**PROBLEM TO SOLVE:**
Exactly reproduce the lines from the top of the entries below through the line containing "present in a", with both ends included.

*-*-*

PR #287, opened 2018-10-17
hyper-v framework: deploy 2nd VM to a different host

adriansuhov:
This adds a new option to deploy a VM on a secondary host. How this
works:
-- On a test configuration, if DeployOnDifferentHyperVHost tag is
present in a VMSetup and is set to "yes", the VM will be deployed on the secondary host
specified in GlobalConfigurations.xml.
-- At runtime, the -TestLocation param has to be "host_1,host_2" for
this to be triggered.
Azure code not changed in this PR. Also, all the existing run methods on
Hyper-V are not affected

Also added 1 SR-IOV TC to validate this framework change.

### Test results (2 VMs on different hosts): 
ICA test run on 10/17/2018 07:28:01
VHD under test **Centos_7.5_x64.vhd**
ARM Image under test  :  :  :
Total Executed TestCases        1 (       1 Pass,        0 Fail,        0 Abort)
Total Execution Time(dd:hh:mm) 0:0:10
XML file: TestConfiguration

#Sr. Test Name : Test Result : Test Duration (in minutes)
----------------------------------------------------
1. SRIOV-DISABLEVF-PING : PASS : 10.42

*-*-*

**ANSWER TO THIS PROBLEM:**
PR #287, opened 2018-10-17
hyper-v framework: deploy 2nd VM to a different host

adriansuhov:
This adds a new option to deploy a VM on a secondary host. How this
works:
-- On a test configuration, if DeployOnDifferentHyperVHost tag is
present in a VMSetup and is set to "yes", the VM will be deployed on the secondary host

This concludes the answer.